What you are asked to do: Take the entries below and print, exactly, the stretch from the line containing "See also #674" through the line containing "than a gap.", both included.

-=-=-

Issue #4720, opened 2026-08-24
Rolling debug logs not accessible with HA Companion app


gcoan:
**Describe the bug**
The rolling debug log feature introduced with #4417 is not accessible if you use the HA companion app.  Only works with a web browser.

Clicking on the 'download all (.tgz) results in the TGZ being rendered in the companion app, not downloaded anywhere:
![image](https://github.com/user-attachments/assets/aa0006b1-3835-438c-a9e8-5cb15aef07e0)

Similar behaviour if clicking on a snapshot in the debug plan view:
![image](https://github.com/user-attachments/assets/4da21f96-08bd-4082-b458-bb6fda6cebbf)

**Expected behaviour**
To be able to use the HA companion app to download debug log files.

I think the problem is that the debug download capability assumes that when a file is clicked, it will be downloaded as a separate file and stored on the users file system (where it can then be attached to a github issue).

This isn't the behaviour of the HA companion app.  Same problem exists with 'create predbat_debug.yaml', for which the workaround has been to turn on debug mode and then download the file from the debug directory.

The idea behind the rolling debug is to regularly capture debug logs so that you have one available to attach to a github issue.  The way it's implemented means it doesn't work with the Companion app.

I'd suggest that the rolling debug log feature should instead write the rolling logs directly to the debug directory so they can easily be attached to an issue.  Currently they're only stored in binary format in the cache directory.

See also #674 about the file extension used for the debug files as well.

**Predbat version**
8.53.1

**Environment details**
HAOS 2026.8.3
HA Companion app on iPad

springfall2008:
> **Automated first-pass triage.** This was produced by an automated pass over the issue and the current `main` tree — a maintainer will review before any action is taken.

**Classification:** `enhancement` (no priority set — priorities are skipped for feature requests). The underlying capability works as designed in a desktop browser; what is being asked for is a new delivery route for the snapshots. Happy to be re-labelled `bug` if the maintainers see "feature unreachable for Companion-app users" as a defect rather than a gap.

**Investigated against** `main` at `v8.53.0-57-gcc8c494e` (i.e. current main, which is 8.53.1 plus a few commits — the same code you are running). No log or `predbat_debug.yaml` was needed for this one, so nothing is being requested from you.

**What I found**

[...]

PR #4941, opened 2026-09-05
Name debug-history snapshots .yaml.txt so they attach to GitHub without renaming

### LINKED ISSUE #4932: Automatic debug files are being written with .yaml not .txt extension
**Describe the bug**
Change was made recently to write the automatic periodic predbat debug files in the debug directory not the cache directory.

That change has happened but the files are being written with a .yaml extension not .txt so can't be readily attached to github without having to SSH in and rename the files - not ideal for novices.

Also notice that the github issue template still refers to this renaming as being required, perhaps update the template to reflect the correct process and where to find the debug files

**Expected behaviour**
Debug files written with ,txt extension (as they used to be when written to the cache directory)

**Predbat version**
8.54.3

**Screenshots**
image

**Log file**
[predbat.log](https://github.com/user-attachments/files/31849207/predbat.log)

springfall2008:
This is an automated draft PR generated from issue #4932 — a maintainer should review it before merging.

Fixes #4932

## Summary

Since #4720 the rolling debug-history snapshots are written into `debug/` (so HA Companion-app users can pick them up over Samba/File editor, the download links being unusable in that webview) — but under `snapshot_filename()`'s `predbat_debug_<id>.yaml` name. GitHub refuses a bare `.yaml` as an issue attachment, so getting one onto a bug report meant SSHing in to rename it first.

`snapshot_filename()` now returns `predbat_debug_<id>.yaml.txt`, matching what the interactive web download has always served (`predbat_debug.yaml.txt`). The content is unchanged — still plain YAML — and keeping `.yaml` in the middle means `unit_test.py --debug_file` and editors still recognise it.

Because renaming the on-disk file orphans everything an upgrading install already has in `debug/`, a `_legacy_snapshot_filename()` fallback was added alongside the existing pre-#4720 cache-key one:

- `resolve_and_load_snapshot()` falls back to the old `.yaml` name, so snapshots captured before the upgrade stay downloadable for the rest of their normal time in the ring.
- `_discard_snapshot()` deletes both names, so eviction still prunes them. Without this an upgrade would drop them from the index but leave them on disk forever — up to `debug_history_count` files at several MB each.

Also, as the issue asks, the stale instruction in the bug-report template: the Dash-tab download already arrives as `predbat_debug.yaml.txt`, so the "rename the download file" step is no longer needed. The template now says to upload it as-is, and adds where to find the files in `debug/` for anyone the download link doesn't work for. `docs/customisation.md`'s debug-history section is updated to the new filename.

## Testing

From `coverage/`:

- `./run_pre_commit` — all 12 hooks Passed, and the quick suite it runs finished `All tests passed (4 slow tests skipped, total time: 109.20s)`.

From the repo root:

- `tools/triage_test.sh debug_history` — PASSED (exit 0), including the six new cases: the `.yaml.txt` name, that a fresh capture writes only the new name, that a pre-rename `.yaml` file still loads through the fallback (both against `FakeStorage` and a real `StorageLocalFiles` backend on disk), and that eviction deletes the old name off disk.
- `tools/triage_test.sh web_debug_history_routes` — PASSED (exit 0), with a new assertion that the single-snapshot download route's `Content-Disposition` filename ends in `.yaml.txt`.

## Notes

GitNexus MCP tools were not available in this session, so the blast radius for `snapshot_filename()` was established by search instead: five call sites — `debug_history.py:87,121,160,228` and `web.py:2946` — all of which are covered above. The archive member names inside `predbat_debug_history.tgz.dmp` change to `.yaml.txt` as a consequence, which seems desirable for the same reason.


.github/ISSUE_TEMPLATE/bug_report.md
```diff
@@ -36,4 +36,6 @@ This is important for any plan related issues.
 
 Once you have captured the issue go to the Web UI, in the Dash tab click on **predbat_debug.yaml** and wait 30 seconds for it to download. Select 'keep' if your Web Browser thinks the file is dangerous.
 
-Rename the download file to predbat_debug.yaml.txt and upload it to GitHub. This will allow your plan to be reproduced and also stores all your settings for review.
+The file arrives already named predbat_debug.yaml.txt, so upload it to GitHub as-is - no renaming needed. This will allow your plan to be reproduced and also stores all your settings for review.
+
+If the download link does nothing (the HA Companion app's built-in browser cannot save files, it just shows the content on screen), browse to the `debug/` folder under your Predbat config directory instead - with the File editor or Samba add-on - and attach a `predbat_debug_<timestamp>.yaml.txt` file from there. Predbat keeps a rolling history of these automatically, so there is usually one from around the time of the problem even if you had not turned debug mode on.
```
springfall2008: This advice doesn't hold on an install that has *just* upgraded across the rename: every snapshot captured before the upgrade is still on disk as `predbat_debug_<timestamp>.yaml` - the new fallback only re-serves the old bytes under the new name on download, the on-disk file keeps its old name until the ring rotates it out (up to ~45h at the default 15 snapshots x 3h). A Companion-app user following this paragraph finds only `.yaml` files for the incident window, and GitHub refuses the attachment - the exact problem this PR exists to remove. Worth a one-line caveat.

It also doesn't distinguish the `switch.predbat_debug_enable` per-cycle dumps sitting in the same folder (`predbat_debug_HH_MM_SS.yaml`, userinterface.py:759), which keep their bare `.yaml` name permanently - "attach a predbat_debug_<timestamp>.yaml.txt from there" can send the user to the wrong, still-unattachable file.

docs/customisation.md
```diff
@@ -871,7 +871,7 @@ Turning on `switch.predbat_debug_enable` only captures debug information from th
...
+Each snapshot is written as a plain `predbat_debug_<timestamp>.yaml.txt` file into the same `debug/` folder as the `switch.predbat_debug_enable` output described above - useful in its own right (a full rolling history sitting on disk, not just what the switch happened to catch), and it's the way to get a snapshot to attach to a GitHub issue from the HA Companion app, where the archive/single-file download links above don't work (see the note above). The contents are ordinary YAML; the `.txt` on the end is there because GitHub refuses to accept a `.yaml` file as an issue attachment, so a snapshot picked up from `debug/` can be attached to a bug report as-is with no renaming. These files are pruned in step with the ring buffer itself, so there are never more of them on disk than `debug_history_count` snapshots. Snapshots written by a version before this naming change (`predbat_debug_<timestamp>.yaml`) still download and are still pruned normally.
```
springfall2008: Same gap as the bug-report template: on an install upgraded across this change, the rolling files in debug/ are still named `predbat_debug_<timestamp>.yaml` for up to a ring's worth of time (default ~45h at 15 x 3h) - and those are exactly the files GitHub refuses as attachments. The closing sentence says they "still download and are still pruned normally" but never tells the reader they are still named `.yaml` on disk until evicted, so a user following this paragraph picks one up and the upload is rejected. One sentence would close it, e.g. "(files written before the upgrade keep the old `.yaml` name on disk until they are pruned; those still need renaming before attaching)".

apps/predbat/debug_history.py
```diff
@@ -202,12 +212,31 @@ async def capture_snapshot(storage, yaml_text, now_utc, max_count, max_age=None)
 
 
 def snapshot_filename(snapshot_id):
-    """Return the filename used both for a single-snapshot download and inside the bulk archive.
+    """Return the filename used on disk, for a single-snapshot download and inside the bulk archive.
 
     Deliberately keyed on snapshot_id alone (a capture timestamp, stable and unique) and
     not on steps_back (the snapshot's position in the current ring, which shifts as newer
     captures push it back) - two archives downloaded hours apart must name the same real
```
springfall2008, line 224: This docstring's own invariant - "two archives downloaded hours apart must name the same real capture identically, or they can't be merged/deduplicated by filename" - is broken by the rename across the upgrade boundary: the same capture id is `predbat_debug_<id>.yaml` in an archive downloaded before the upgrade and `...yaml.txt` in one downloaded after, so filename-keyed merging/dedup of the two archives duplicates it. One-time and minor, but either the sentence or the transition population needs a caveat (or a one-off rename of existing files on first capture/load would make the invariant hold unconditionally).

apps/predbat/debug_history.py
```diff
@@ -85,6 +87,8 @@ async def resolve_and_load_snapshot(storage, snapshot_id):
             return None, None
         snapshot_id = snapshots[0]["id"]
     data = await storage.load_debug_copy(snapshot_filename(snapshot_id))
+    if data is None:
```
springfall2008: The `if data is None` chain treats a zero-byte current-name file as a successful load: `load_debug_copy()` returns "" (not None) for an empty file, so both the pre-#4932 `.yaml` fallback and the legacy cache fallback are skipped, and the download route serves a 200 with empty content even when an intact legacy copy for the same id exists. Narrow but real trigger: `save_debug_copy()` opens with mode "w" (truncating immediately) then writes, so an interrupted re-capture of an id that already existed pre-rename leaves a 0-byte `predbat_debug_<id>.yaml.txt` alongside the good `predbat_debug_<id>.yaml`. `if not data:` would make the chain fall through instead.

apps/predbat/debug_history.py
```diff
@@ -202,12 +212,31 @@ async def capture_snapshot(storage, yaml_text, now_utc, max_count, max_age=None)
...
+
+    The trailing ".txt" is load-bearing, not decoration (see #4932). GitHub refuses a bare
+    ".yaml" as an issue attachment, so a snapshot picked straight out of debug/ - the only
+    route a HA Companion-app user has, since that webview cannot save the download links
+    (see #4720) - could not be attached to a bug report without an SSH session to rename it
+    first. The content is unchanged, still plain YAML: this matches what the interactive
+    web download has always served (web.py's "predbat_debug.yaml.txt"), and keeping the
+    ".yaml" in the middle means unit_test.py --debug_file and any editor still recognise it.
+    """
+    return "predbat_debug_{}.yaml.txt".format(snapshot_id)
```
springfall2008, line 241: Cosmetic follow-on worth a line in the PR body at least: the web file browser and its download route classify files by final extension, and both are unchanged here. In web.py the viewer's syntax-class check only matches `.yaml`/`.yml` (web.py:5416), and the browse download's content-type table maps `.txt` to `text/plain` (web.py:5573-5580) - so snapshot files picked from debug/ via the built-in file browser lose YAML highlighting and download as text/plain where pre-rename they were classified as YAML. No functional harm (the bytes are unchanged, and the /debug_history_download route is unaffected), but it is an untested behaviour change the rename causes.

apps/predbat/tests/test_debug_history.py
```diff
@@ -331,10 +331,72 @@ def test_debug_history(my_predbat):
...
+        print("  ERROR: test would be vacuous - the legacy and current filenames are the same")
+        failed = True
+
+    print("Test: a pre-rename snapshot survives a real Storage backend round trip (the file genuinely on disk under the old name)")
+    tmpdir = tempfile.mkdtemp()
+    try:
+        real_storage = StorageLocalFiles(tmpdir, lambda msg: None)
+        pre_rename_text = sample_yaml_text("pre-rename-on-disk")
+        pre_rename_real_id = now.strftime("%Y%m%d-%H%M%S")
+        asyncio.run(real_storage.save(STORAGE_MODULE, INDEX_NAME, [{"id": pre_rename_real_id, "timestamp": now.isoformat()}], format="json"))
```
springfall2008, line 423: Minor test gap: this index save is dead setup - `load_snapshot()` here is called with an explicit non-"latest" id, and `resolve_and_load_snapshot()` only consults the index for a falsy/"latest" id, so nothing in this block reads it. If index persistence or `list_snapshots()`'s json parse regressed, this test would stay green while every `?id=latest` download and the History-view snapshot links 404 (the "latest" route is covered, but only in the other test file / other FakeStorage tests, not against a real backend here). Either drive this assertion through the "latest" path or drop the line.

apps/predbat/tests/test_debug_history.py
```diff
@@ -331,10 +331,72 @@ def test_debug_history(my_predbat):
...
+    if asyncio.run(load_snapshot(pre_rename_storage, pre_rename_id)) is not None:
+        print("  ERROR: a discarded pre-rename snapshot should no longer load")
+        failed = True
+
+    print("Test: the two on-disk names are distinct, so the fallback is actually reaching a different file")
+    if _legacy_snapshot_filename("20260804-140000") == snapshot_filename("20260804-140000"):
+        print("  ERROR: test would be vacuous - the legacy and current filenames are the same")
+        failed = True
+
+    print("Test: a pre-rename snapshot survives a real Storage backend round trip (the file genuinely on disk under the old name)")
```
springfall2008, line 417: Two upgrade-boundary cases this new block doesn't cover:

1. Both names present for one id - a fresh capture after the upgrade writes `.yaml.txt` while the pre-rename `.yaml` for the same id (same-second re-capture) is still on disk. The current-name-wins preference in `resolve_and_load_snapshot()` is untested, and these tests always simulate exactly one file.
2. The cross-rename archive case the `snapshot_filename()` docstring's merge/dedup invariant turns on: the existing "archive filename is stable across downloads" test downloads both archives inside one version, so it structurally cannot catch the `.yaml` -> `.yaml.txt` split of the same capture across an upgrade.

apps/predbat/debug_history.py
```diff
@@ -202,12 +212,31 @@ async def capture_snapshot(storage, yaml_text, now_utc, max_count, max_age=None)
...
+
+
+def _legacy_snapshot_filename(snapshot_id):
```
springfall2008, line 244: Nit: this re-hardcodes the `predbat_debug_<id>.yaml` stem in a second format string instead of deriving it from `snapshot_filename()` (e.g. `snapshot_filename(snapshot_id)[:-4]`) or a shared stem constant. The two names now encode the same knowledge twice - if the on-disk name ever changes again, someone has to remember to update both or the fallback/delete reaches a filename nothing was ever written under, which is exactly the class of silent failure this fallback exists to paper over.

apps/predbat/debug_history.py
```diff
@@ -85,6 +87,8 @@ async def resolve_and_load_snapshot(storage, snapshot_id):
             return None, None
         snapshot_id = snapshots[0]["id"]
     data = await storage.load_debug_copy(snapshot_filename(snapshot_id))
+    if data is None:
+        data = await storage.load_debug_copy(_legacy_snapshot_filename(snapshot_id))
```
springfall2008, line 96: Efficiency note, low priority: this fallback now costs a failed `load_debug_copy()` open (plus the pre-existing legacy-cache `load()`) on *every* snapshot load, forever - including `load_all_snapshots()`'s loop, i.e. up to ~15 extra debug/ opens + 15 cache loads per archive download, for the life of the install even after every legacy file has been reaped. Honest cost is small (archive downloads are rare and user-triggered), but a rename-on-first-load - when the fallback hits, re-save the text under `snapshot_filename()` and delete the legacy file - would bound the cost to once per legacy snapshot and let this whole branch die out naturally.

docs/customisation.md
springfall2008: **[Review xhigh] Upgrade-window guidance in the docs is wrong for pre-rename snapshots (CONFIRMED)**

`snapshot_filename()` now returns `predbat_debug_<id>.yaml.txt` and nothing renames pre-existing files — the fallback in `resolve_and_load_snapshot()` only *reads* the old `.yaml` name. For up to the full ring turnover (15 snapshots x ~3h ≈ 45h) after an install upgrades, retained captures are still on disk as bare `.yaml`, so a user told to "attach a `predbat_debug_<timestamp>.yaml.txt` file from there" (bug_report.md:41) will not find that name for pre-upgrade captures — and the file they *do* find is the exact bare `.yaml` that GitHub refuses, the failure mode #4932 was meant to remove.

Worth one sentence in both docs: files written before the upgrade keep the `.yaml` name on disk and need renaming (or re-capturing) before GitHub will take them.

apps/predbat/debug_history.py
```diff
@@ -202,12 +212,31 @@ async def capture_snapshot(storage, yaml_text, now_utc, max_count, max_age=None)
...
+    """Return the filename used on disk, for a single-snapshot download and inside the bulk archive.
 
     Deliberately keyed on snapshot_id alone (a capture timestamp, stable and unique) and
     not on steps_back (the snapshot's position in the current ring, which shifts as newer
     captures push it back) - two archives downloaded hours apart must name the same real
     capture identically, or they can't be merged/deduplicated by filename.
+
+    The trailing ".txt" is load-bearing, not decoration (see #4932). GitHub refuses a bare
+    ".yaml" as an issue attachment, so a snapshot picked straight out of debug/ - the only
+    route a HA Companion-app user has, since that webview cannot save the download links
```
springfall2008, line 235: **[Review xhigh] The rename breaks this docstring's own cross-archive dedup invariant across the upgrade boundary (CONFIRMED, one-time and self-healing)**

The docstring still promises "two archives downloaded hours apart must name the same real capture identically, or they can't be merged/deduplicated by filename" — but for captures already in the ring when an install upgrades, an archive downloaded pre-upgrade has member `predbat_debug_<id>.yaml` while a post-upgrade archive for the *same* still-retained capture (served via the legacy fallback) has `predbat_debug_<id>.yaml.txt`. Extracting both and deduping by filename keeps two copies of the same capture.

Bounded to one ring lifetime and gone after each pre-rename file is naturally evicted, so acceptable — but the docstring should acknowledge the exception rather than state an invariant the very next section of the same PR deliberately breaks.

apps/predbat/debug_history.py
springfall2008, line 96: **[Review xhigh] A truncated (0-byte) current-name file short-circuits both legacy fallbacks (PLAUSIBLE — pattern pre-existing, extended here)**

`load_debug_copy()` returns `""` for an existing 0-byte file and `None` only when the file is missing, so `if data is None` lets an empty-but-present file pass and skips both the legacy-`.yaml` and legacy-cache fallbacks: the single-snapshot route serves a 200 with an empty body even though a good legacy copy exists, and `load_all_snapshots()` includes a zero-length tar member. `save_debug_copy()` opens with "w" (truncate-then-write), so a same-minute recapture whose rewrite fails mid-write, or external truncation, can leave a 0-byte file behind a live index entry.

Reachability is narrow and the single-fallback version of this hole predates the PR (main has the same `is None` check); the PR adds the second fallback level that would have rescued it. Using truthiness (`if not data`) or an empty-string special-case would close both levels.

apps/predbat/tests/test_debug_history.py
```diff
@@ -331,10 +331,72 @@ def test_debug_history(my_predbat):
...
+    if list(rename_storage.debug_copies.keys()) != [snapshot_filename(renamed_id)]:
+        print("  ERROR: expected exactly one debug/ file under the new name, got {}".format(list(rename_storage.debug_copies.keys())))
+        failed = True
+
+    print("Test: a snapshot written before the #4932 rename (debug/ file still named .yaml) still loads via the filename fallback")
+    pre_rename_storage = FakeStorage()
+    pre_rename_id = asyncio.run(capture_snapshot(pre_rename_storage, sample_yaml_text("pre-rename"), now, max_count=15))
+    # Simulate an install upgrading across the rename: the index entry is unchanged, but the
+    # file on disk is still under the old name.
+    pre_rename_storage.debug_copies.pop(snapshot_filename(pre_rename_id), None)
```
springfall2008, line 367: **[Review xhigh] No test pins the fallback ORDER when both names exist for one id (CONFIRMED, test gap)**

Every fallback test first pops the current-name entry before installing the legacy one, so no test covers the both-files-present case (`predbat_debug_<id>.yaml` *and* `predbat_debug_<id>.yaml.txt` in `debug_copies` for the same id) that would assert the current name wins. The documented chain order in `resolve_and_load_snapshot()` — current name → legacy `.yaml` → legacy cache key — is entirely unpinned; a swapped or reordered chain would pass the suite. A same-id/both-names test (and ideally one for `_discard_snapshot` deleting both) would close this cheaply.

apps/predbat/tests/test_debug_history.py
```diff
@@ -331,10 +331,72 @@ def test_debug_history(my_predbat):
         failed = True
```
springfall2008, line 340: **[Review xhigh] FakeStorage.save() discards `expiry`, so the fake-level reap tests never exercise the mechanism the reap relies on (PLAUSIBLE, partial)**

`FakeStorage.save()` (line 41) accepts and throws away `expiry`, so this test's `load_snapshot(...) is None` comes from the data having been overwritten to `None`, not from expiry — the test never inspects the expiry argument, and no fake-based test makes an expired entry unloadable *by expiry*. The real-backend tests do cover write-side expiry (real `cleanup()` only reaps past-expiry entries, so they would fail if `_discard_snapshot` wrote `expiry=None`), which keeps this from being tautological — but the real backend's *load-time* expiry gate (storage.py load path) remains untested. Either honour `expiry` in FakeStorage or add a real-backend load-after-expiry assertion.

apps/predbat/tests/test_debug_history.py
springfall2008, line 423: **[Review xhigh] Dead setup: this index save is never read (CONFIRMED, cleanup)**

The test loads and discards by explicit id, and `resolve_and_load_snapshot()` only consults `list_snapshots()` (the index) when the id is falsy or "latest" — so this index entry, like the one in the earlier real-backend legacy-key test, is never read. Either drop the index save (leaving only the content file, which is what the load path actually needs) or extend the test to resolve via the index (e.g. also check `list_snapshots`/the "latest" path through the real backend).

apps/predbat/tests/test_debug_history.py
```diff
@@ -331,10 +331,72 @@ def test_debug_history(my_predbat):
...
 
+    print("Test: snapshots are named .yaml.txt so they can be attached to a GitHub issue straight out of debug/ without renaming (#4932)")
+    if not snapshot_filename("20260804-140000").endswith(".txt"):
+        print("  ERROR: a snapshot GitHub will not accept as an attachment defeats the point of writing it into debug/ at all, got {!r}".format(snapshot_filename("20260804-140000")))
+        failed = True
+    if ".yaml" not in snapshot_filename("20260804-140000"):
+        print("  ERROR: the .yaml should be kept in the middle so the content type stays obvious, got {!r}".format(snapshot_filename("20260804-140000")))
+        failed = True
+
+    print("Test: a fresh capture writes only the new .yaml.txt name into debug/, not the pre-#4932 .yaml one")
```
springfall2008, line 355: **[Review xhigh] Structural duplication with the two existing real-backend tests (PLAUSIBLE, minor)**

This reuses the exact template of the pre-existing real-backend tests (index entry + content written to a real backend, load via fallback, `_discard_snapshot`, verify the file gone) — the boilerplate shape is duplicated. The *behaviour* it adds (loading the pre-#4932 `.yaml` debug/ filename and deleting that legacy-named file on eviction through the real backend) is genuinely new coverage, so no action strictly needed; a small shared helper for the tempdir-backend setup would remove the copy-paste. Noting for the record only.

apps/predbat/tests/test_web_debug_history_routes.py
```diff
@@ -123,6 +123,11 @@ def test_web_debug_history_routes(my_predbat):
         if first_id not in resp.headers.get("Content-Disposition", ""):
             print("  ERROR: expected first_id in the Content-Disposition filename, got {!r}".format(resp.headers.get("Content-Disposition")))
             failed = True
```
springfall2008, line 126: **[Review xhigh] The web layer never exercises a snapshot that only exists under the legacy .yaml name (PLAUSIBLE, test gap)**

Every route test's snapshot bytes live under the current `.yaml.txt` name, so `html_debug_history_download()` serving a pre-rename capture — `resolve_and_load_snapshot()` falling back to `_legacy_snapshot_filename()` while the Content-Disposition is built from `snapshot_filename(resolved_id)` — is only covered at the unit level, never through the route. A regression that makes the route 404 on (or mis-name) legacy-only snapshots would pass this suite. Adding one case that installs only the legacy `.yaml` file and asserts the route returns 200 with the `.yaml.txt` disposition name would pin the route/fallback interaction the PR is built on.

-=-=-

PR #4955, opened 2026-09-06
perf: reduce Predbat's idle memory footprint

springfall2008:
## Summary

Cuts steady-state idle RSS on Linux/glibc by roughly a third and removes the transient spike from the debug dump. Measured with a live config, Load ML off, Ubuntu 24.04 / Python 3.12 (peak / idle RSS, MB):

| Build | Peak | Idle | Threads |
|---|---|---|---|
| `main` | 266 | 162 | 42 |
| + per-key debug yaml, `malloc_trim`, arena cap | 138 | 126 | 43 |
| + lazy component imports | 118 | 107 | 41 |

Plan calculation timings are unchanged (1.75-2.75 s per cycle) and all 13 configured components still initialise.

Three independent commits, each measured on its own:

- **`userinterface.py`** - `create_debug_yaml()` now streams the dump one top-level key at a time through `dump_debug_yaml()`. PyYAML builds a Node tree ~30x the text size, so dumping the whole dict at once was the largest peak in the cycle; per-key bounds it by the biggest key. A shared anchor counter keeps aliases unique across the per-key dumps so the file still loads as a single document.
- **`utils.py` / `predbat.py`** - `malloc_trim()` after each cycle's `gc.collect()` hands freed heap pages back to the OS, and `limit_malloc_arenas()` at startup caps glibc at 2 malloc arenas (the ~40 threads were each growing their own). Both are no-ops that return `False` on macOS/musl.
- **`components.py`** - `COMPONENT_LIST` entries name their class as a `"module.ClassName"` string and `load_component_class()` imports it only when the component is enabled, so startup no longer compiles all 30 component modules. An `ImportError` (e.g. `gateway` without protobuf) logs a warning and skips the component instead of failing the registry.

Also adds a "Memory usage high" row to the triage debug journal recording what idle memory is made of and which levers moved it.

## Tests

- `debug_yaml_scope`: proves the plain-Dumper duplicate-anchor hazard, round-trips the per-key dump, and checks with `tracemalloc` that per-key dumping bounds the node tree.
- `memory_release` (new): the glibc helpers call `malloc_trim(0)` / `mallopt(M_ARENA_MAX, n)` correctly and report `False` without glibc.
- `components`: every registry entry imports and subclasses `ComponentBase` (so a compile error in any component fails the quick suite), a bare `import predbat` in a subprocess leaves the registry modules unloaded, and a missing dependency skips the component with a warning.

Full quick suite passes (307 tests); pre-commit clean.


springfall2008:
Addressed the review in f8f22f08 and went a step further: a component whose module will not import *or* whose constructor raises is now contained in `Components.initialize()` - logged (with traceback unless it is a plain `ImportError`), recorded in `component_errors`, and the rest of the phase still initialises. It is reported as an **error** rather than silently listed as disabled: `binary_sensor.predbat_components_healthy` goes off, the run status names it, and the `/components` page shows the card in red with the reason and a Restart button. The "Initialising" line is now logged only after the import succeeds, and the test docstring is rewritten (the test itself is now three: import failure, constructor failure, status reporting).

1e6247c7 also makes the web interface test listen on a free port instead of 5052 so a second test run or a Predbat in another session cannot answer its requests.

-=-=-

Answer to the exercise:
See also #674 about the file extension used for the debug files as well.

**Predbat version**
8.53.1

**Environment details**
HAOS 2026.8.3
HA Companion app on iPad

springfall2008:
> **Automated first-pass triage.** This was produced by an automated pass over the issue and the current `main` tree — a maintainer will review before any action is taken.

**Classification:** `enhancement` (no priority set — priorities are skipped for feature requests). The underlying capability works as designed in a desktop browser; what is being asked for is a new delivery route for the snapshots. Happy to be re-labelled `bug` if the maintainers see "feature unreachable for Companion-app users" as a defect rather than a gap.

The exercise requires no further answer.